What is Customer Lifetime Value?
In our world of increasing ecommerce spend, growing emphasis on corporate social responsibility, and customers’ desire for brands aligned with their values, businesses are challenged to ensure their sales strategies target the ideal customer while also prioritizing the longevity of that relationship. An increasingly prevalent metric to measure this customer experience (CX) strategy is Customer Lifetime Value (CLV).
We define CLV as the net profit attributed to a customer over the course of their affiliation with the brand.
You can use CLV to measure sales, marketing, CX efforts, and new technologies focused on elevating the customer experience.
This article describes three ways to improve Customer Lifetime Value.

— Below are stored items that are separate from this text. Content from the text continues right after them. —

PR #41, opened 2021-06-03
WIP dht storage

davidmarkclements:
todo: 

- [x] convert hypersign signable to use compact-encoding
- [x] move hypersign.sign into this repo
- [x] tests


index.js
```diff
@@ -569,6 +632,30 @@ function allowAll () {
...
 
+function mapImmutable (node) {
+  const query = this
+  return {
+    id: node.id,
+    value: node.value,
+    token: node.token,
+    from: node.from,
+    to: node.to,
+    peers: query.dht.peers
```
mafintosh, line 643: not needed here

index.js
```diff
@@ -569,6 +632,30 @@ function allowAll () {
...
+
+function mapMutable (node) {
+  const query = this
+  return {
+    id: node.id,
+    value: node.value,
+    token: node.token,
+    from: node.from,
+    to: node.to,
+    peers: query.dht.peers
```
mafintosh, line 655: also no peers here as well

davidmarkclements:
*NOTE* - minor sec fixes required in hypersign

index.js
```diff
@@ -192,6 +193,93 @@ module.exports = class HyperDHT extends DHT {
...
+    const key = Buffer.allocUnsafe(32)
+    sodium.crypto_generichash(key, value)
+    const query = this.query(key, 'immutable_get', null, {
+      map: mapImmutable,
+      commit (node, dht) {
+        return dht.request(key, 'immutable_put', value, node.from, { map: mapImmutable, token: node.token })
+      }
+    })
+    await query.finished()
+    return { key }
```
mafintosh, line 222: include closestNodes from query here also (useful to refresh the put)

index.js
```diff
@@ -192,6 +193,93 @@ module.exports = class HyperDHT extends DHT {
...
+    const check = Buffer.allocUnsafe(32)
+    for await (const node of query) {
+      const { value } = node
+      sodium.crypto_generichash(check, value)
+      if (check.equals(key)) return node
+    }
+    throw Error('not found')
+  }
+
+  async immutablePut (value) {
```
mafintosh, line 208: add opts = {}

index.js
```diff
@@ -192,6 +193,93 @@ module.exports = class HyperDHT extends DHT {
...
+    if (Buffer.isBuffer(value) === false) throw new Error('value must be a buffer')
+    if (value.length > PUT_VALUE_MAX_SIZE) {
+      throw new Error(`Value size must be <= ${PUT_VALUE_MAX_SIZE}`)
+    }
+    const key = Buffer.allocUnsafe(32)
+    sodium.crypto_generichash(key, value)
+    const query = this.query(key, 'immutable_get', null, {
```
mafintosh, line 215: spread in opts from above

index.js
```diff
@@ -192,6 +193,93 @@ module.exports = class HyperDHT extends DHT {
...
+    if (salt) {
+      if (Buffer.isBuffer(salt) === false) throw new Error('salt must be a buffer')
+      if (salt.length > 64) throw new Error('salt size must be no greater than 64 bytes')
+    }
+
+    const request = cenc.encode(messages.mutableReq, { salt, seq })
+
+    const query = this.query(key, 'mutable_get', request, { map: mapMutable })
+    const userSeq = seq
+    let topSeq = seq
```
mafintosh, line 237: would it make sense to rename seq in the opts to `gt` and `gte` ? (that's how our db abstractions name the limits)

index.js
```diff
@@ -192,6 +193,93 @@ module.exports = class HyperDHT extends DHT {
...
+    let result = null
+    for await (const node of query) {
+      const { value: item, id, ...meta } = node
+      const { value, signature, seq: storedSeq, publicKey } = cenc.decode(messages.mutableRes, item)
```
mafintosh, line 241: you need to try catch continue this in case a peer sends back bogus data

index.js
```diff
@@ -192,6 +193,93 @@ module.exports = class HyperDHT extends DHT {
...
+    const { publicKey } = keyPair
+    const key = Buffer.allocUnsafe(32)
+    sodium.crypto_generichash(key, publicKey)
+    const msg = cenc.encode(messages.mutableRes, {
+      value, signature, seq, salt, publicKey
+    })
+    const query = this.query(key, 'mutable_get', null, {
+      map: mapMutable,
+      commit (node, dht) {
+        return dht.request(key, 'mutable_put', msg, node.from, { map: mapMutable, token: node.token })
```
mafintosh, line 276: map doesn't do anything here

index.js
```diff
@@ -192,6 +193,93 @@ module.exports = class HyperDHT extends DHT {
...
+      }
+    })
+    await query.finished()
+    return { key, signature, seq, salt }
```
mafintosh, line 280: return closestNodes here also

index.js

Three Ways for Companies to Increase CLV
1. Segment and Personalize
Using data, such as customer experience analytics, to create a holistic view of your customer base is the first step to creating an effective retention strategy and increase customer value. By accurately capturing information around one-time vs. repeat buyers, channel usage, and cross-selling propensity, your customer base can be segmented to discover the most high value customers.
A study by Consumer Intelligence Research Partners found that the average annual spend of Amazon Prime subscribers was 2x higher than non-Prime shoppers. Amazon prioritizes this segment with new benefits like video services and Whole Foods discounts, all while increasing the membership price without losing these valuable customers. In addition to aiding retention, segmentation enables businesses to target the customers with the highest likelihood to buy, thus lowering the average acquisition cost and potentially increasing average purchase value.
Takeaway: Data is the first step in devising methods to meet the needs of your customer segments and developing customer lifetime value strategies.
2. Customer Engagement
The second way to drive CLV is by focusing on customer engagement strategies. With customers able to research and select alternate options with a few clicks of a mouse, the onus is on an organization to design positive experiences from the marketing campaign all the way through using the product or service. Building on the foundation of using data to segment the customer pool, you can apply the following techniques to increase retention rate and annual purchases, thereby improving their customer lifetime value:
- Prioritize digital and unstructured channel offerings including chat bots, Apple business chat or SMS, and social media
- Reward loyal customers with personalized recommendations for new products and offers
- Create knowledge sharing options for customers to interact including posing and answering questions
Takeaway: Enhance the customer desire to interact with your brand.
3. Reduce Fallout in the Customer Journey
A third method to drive retention is to continuously monitor the points where your customers disengage through customer journey mapping. Losing clients directly impacts profit margin through renewed acquisition efforts and increased costs. Furthermore, brand loyalists require less spend to remain engaged.
Evaluating the customer journey includes collecting and documenting any complaints at each point of interaction. For example, a critical interaction point is when your customers seek to pay for goods or services. If they find this activity to be difficult or abrasive, they may abandon their cart and stop the purchase. Instead, you want to ensure this step in the journey is easy and the customer leaves feeling satisfied and with growing anticipation to consume your goods or services.
Takeaway: Commit to a company-wide culture of serving the customer by solving journey pain points.